Checking if field is unique value field

JohnDye · ‎10-16-2017

I have a parameter in a python toolbox which allows a user to select a field from a dataset given in a previous parameter.

# Feature Class to absorb geometry from
param2 = arcpy.Parameter(
    displayName="Geometry Feature Class",
    name="in_geoFC",
    datatype="GPFeatureLayer",
    parameterType="Required",
    direction="Input")‍‍‍‍‍‍‍

# Table ID field
param3 = arcpy.Parameter(
    displayName="Table Geometry ID Field",
    name="table_geoIDField",
    datatype="GPString",
    parameterType="Required",
    direction="Input",
    enabled=False)
param3.filter.type = "ValueList"
param3.filter.list = []‍‍‍‍‍‍‍‍‍‍‍‍‍‍‍‍‍‍‍‍‍‍‍‍‍‍‍‍‍‍‍‍‍‍‍‍‍‍‍‍‍‍‍‍‍‍‍‍‍‍‍‍‍‍

The updateParameters section contains logic to update Parameter 3 with the field names for all of the fields in the dataset provided in parameter 2 which have a datatype of string:

def updateParameters(self, parameters):
    """Modify the values and properties of parameters before internal
       validation is performed.  This method is called whenever a parameter
       has been changed."""
    
    # if 'in_geoFC' is populated with a value
    if parameters[2].value:
        # if 'in_geoFC' does not have an error set
        if not parameters[2].hasError():
            #  Create a list of all of the fields in the 'in_geoFC'
            # which have a datatype of 'String'
            fc_geoIDFields = [field.name for field in arcpy.Describe(
                              parameters[2].valueAsText).fields
                              if field.type == 'String']
            # Enable the parameter
            parameters[3].enabled = True
            # Populate the parameter with the list of text fields in the
            # table
            parameters[3].filter.list = fc_geoIDFields‍‍‍‍‍‍‍‍‍‍‍‍‍‍‍‍‍‍‍‍‍‍‍‍‍‍‍‍‍‍‍‍‍‍‍‍‍‍‍‍‍‍‍‍‍‍‍‍‍‍‍‍‍‍‍‍‍‍‍‍‍‍‍‍‍‍‍‍‍‍‍‍‍‍‍‍

This all works just fine...

There's one more thing I need to do though. Whichever field the user selects for parameter 3, I need to ensure that the values contained in this field are unique - every record must have a unique value.

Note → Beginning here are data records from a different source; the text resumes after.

PR #6208, opened 2023-04-27
fix: playwright tests cancelled after timeout

LinHuiqing:
## Problem

Playwright tests are wonky and we want to fix them (to some extent) so we can at least have some e2e tests!

Closes https://github.com/opengovsg/FormSG/issues/6154

## Solution

Fixed several bugs in the playwright tests: 

- Correct order for retrieving OTP from email (fixed in [62d2dd1](https://github.com/opengovsg/FormSG/pull/6208/commits/62d2dd1e79cb13451296c52a7398d4073b4cb5bb))
- Add missing environment variable which was introduced in https://github.com/opengovsg/FormSG/pull/6234 (fixed in [0d65ebd](https://github.com/opengovsg/FormSG/pull/6208/commits/0d65ebd80596467237f394ff9d2968b614d756bb) and [3af498e](https://github.com/opengovsg/FormSG/pull/6208/commits/3af498ee26d0b8c9f0246f2052cd3368e7042075))
- Update to `getRoleBy` combobox when using dropdown for field settings (done in [87c5a40](https://github.com/opengovsg/FormSG/pull/6208/commits/87c5a4013a00e8e7f71953ca14e86ef96025e9a8)).
- `fillMultiDropdown` issues:
   - Don't close dropdown between item selections.
   - Scroll options into view if they're not in view.

Issues left to tackle regarding playwright tests:

- https://github.com/opengovsg/FormSG/issues/6306
- https://github.com/opengovsg/FormSG/issues/6307

For future reference when playwright tests timeout, here is the estimated time taken for a successful run of tests on GitHub Actions (as of this PR):

- `login.spec.ts` (9 tests): ~ 1 min
- `encrypt-submission.spec.ts` (15 tests): ~ 18 min
- `email-submission.spec.ts` (5 tests): ~ 10 min

**Breaking Changes** 

- [x] No - this PR is backwards compatible  

**Features**:

- Details ...

**Improvements**:

- Details ...

**Bug Fixes**:

- Details ...

PR #6300, opened 2023-05-11
ci: debug playwright tests

LinHuiqing:


LinHuiqing:
Using https://github.com/opengovsg/FormSG/pull/6208 to debug instead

I know of a pretty easy and elegant way to get the number of unique values in that field:

len(set(r[0] for r in arpy.da.SearchCursor(parameters[1].valueAsText
                                           , parameters[2].valueAsText)))‍‍‍‍‍‍‍‍

What I don't know is the quickest and most elegant way to get the total number of features in that dataset so that I can compare it to the number of unique values in that field and thus, determine if all of the values in that field are unique.

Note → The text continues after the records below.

PR #6303, opened 2023-05-11
perf: conditionally use hooks based on activeness of field row

### LINKED ISSUE #6045: Performance optimization for large forms

foochifa:
## Problem

Despite #6189 improving performance of dragging and updating field rows slightly, users can still face significant lags when attempting to:
1. Create new field
2. Edit fields
3. Dragging / reordering fields 

This is because of existing hooks still causing re-renders of all field rows from various user actions.

Closes #6045

## Solution

Currently, all of the field rows are too 'smart' and knows a lot of unnecessary global states/contexts, such as field builder states, entire form data (just to compute attachment size limits), and mutation methods to duplicate/delete fields. 

Firstly, we identify properties that all field rows **must** know. These properties are mostly used in the logic for `handleFieldClick` in `FieldRowContainer`.

There are specifically two properties that all fields need to keep track of:
1. `handleBuilderClick`: As the builder must be displayed upon click, thus, non-active fields must also have the correct/updated method to display the Builder
2. `isDirty`: This is to ensure if user click to another field, upon any existing unsaved changes, the dirty modal will still be registered and displayed. 

Except for the two above, all the other properties can be conditionally called based on `isActive`

**Steps done in this PR to abstract unnecessary properties out of `FieldRowContainer`**

1. Currently the `Collapse`-isble button group containing Edit (in mobile), Duplicate, and Delete, always exists for ALL field rows even if they are not displayed. This button group will only be displayed upon a field being selected (active). Hence, will conditionally render this button group based on whether the field row is active
2. As many of the hooks (such as `useDuplicateFieldMutation`) are being used for `handleDuplicateClick` and `handleDeleteClick`, we can abstract out the entire button group as its own component. Then move these hooks into that specific component. As this component will ONLY be rendered for **one** field (the active field), all re-renders from these hooks will be isolated to this `FieldRowButtonGroup` component for only one `FieldRowContainer`.
3. Additionally, as `fieldBuilderState` of the `FieldRowContainer` is primarily used when the field is active, have made it into an optional prop. This will prevent unnecessary re-renders from the updating of `fieldBuilderState`, hence making most of the fields more 'stupid'. 
4. Lastly, we are currently passing `isDraggingOver` to all field rows, however, from testing it seems that it only impacts the active field. Hence, have made it tied to activeness of the field. Allowing for faster start and drop of dragging action, as only the field being activated will be re-rendered

Other optimizations: 
1. Shifting `isDirty` hook to `BuilderFields`, for better debugging of prop changes. Now all major re-renders of `FieldRowContainers` should be seen from the change in props at the React profiler. Allowing for easier debugging of performance issues in the future
3. Shifting `colorTheme` hook to `BuilderFields`, as the underlying logic uses `useCreateTabForm` that causes re-renders upon any form definition changes (such as saving a field), despite the value remaining static without any design tab changes

Remaining re-renders that cannot be trivially solved:
1. Upon selecting any field (opening drawer)
2. First changes to a field (isDirty)
3. Saving a field (isDirty and drawer change)
4. Deleting a field (index changes, drawer change)
5. Dropping a field (index changes)

On why I did not conditionally render the drag icon:
1. Too little time saving, the chakra drag button is a lot cheaper than the button group
2. Causes issues with the formatting -> will need conditional changes to display an empty component to mimic the hidden component, as `Fade` keeps the margins of the hidden component. 

**There is likely no more trivial improvements we can make to field rows performance after this PR**

**Breaking Changes** 

## Before & After Screenshots

Video capture performing a simple process of:
1. Creating a new field
2. Reordering the field
3. Editing the field
4. Deleting the field

**BEFORE**:

takes 1min

https://github.com/opengovsg/FormSG/assets/59867455/c57a9660-381b-4e1b-bc28-a9c2ec021966

**AFTER**:

takes 35seconds

https://github.com/opengovsg/FormSG/assets/59867455/da4db689-6e3c-43b9-b015-93d99aac341c

## Tests

**To ensure no regression issues**
All the behaviours below should work as intended
- [x] create a new field, delete it
- [x] create a new field, save the field details
- [x] create a new field by dragging from builder to preview
- [x] edit a new field, the field in the preview content should update as well
- [x] edit a new field, do not save, attempt to select another field. Dirty modal should display
- [x] edit a new field, do not save, attempt to refresh, browser should prompt that it is dirty
- [x] edit a new field, save, builder should go back to the list of fields. And the preview content should reflect the edits
- [x] delete a field, the delete modal should show up, you should be able to delete the field
- [x] duplicate a field
- [x] drag a field, the field should hover over the potential droppable locations
- [x] drop the field, all affected fields should have their question numbers updated
- [x] add logic that conditionally displays the field. The fields hidden by logic should be translucent
- [x] the fields hidden by logic can be edited successfully
- [x] the fields hidden by logic can be dragged and dropped successfully
- [x] preview the form, all your changes should be reflected in the preview

On mobile
- [x] repeat the tests (except dragging from builder & selecting another field while editing)

### DIFF
--- a/frontend/src/features/admin-form/create/builder-and-design/BuilderAndDesignContent/BuilderFields.tsx
+++ b/frontend/src/features/admin-form/create/builder-and-design/BuilderAndDesignContent/BuilderFields.tsx
@@ -50,7 +50,7 @@ export const BuilderFields = ({
           key={f._id}
           field={f}
           isHiddenByLogic={!visibleFieldIds.has(f._id)}
-          isDraggingOver={f._id === activeFieldId ? isDraggingOver : false}
+          isDraggingOver={f._id === activeFieldId && isDraggingOver}
           fieldBuilderState={
             f._id === activeFieldId ? stateData.state : undefined
           }
--- a/frontend/src/features/admin-form/create/builder-and-design/BuilderAndDesignContent/BuilderFields.tsx
+++ b/frontend/src/features/admin-form/create/builder-and-design/BuilderAndDesignContent/BuilderFields.tsx
@@ -4,13 +4,14 @@ import { useCreatePageSidebar } from '~features/admin-form/create/common/CreateP
 import { augmentWithQuestionNo } from '~features/form/utils'
 import { FieldIdSet } from '~features/logic/types'
 
-import { useBuilderAndDesignContext } from '../BuilderAndDesignContext'
 import { PENDING_CREATE_FIELD_ID } from '../constants'
+import { isDirtySelector, useDirtyFieldStore } from '../useDirtyFieldStore'
 import {
   FieldBuilderState,
   stateDataSelector,
   useFieldBuilderStore,
 } from '../useFieldBuilderStore'
+import { useDesignColorTheme } from '../utils/useDesignColorTheme'
 
 import FieldRow from './FieldRow'
 
@@ -29,9 +30,17 @@ export const BuilderFields = ({
   const stateData = useFieldBuilderStore(stateDataSelector)
 
   const { handleBuilderClick } = useCreatePageSidebar()
-  const {
-    deleteFieldModalDisclosure: { onOpen: onDeleteModalOpen },
-  } = useBuilderAndDesignContext()
+
+  const activeFieldNumber =
+    stateData.state === FieldBuilderState.EditingField
+      ? stateData.field._id
+      : stateData.state === FieldBuilderState.CreatingField
+      ? PENDING_CREATE_FIELD_ID
+      : null
+
+  const colorTheme = useDesignColorTheme()
+
+  const isDirty = useDirtyFieldStore(isDirtySelector)
 
   return (
     <>
@@ -42,16 +51,12 @@ export const BuilderFields = ({
           field={f}
           isHiddenByLogic={!visibleFieldIds.has(f._id)}
           isDraggingOver={isDraggingOver}
-          isActive={
-            stateData.state === FieldBuilderState.EditingField
-              ? f._id === stateData.field._id
-              : stateData.state === FieldBuilderState.CreatingField
-              ? f._id === PENDING_CREATE_FIELD_ID
-              : false
+          fieldBuilderState={
+            f._id === activeFieldNumber ? stateData.state : undefined
           }
-          fieldBuilderState={stateData.state}
           handleBuilderClick={handleBuilderClick}
-          onDeleteModalOpen={onDeleteModalOpen}
+          isDirty={isDirty}
+          colorTheme={colorTheme}
         />
       ))}
     </>
--- a/frontend/src/features/admin-form/create/builder-and-design/BuilderAndDesignContent/BuilderFields.tsx
+++ b/frontend/src/features/admin-form/create/builder-and-design/BuilderAndDesignContent/BuilderFields.tsx
@@ -31,7 +31,7 @@ export const BuilderFields = ({
 
   const { handleBuilderClick } = useCreatePageSidebar()
 
-  const activeFieldNumber =
+  const activeFieldId =
     stateData.state === FieldBuilderState.EditingField
       ? stateData.field._id
       : stateData.state === FieldBuilderState.CreatingField
@@ -50,9 +50,9 @@ export const BuilderFields = ({
           key={f._id}
           field={f}
           isHiddenByLogic={!visibleFieldIds.has(f._id)}
-          isDraggingOver={f._id === activeFieldNumber ? isDraggingOver : false}
+          isDraggingOver={f._id === activeFieldId ? isDraggingOver : false}
           fieldBuilderState={
-            f._id === activeFieldNumber ? stateData.state : undefined
+            f._id === activeFieldId ? stateData.state : undefined
           }
           handleBuilderClick={handleBuilderClick}
           isDirty={isDirty}
--- a/frontend/src/features/admin-form/create/builder-and-design/BuilderAndDesignContent/BuilderFields.tsx
+++ b/frontend/src/features/admin-form/create/builder-and-design/BuilderAndDesignContent/BuilderFields.tsx
@@ -50,7 +50,7 @@ export const BuilderFields = ({
           key={f._id}
           field={f}
           isHiddenByLogic={!visibleFieldIds.has(f._id)}
-          isDraggingOver={isDraggingOver}
+          isDraggingOver={f._id === activeFieldNumber ? isDraggingOver : false}
           fieldBuilderState={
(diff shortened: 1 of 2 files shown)


foochifa:
Changes are current on staging-alt can use this form [use-template](https://staging-alt.form.gov.sg/admin/form/645cd962fedd3d00111f48c5/use-template) to test (300 fields)

frontend/src/features/admin-form/create/builder-and-design/BuilderAndDesignContent/BuilderFields.tsx
```diff
@@ -41,17 +50,13 @@ export const BuilderFields = ({
...
           field={f}
           isHiddenByLogic={!visibleFieldIds.has(f._id)}
-          isDraggingOver={isDraggingOver}
-          isActive={
-            stateData.state === FieldBuilderState.EditingField
-              ? f._id === stateData.field._id
-              : stateData.state === FieldBuilderState.CreatingField
-              ? f._id === PENDING_CREATE_FIELD_ID
-              : false
+          isDraggingOver={f._id === activeFieldNumber ? isDraggingOver : false}
```
timotheeg: This reads a little funny now. I can see we still have to pass the value for the active row, but it's funny to hardcode it as `false` otherwise, so I still wonder if we could do without passing `isDraggingOver` entirely 🤔 

You have a comment below 
> // Field only needs to know fieldBuilderState if it is active, else it is agnostic to state

And I wonder whether we can make this readably explicit in code. The props definition for `FieldRow` could define `isDraggingOver` and `fieldBuilderState` as optional, and the caller here could make it explicit:

```typescript
{fieldsWithQuestionNos.map((f, i) => (
    const activeFieldExtraProps = f._id === activeFieldId ? {
        isDraggingOver, fieldBuilderState: stateData.state
    } : {}
    
    return <FieldRow
        // all common props
        {...activeFieldExtraProps}
    />
)}
```

Or better yet, I suppose we could have an explicit type `ActiveFieldRow` which defines its props strictly, but that might make the code here more convoluted. 

In any case, this is readability concerns, which is a little subjective. I let you think about it and decide!


Other than than that, if we keep the code as is, a very small (extremely small!) nit on syntax can be:
```suggestion
          isDraggingOver={f._id === activeFieldNumber && isDraggingOver}
```

frontend/src/features/admin-form/create/builder-and-design/BuilderAndDesignContent/FieldRow/FieldRowContainer.tsx
```diff
@@ -347,52 +296,14 @@ const FieldRowContainer = ({
...
-                        icon={<BiTrash fontSize="1.25rem" />}
-                        onClick={handleDeleteClick}
-                        isLoading={deleteFieldMutation.isLoading}
-                        isDisabled={isAnyMutationLoading}
-                      />
-                    </Tooltip>
-                  </ButtonGroup>
-                </Flex>
+                {isActive && (
+                  <FieldButtonGroup
```
timotheeg, line 300: Just checking: does creating a new wrapper component here by itself helps with performance? Is it because the props it depends are now explicitly set to be these 4?

I ask because while the refactor looks good, it's hard to review the code diff of the setup code and  the markup when the whole chunk is taken out and pasted below.

frontend/src/features/admin-form/create/builder-and-design/BuilderAndDesignContent/BuilderFields.tsx
```diff
@@ -29,9 +30,17 @@ export const BuilderFields = ({
   const stateData = useFieldBuilderStore(stateDataSelector)
 
   const { handleBuilderClick } = useCreatePageSidebar()
-  const {
-    deleteFieldModalDisclosure: { onOpen: onDeleteModalOpen },
-  } = useBuilderAndDesignContext()
+
+  const activeFieldNumber =
```
timotheeg: We probably want to change the variable name here to not get confused with the question number
```suggestion
  const activeFieldID =
```

timotheeg (commented):
Thanks a lot for that @foochifa !! 💪

frontend/src/features/admin-form/create/builder-and-design/BuilderAndDesignContent/FieldRow/FieldRowContainer.tsx
foochifa: yes! because various hooks such as `useCreateTabForm` `useDuplicateFormField` `useDeleteFormField` can now be called only in the new `FieldButtonGroup` component. Thus when these hooks changes, it will only cause re-render in the `FieldButtonGroup`

image

Before:
(Hooks causing re-renders for all field rows)
image

frontend/src/features/admin-form/create/builder-and-design/BuilderAndDesignContent/BuilderFields.tsx
foochifa: Oh yes thanks Tim! [c991e3d](https://github.com/opengovsg/FormSG/pull/6303/commits/c991e3dbf4daf3915bb7fd49df8a5c27ce41f2fd)

frontend/src/features/admin-form/create/builder-and-design/BuilderAndDesignContent/FieldRow/FieldRowContainer.tsx
timotheeg: Thanks for the explanation @foochifa 🙏 🌮

timotheeg (approved):
LGTM! The readability stuff I was mentioning are minor, we can push this first and get the perf improvements sooner rather than later.

frontend/src/features/admin-form/create/builder-and-design/BuilderAndDesignContent/BuilderFields.tsx
foochifa: Yep sounds good thanks Tim! [3d859f8](https://github.com/opengovsg/FormSG/pull/6303/commits/3d859f81e5eda626938e65b6c956c61d8e340fda)

timotheeg (approved):
LGTM!

(assuming that having `isDraggingOver:undefined` and `fieldBuilderState:undefined` for the non-active fields does not cause problem down the nested elements)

Keep in mind that this would be occurring in the updateMessages function, so it needs to be a fairly quick process.

Any thoughts on how to get a record count super fast?

JoshuaBixby · ‎10-16-2017

Have you done any benchmarking? Get Count easily beats other methods for getting the total records in a data set, especially for larger data set. If you are already running a cursor against the data set, then using Get Count might be unnecessary, but any extra time added to the script would be from an necessary call and not a slow function.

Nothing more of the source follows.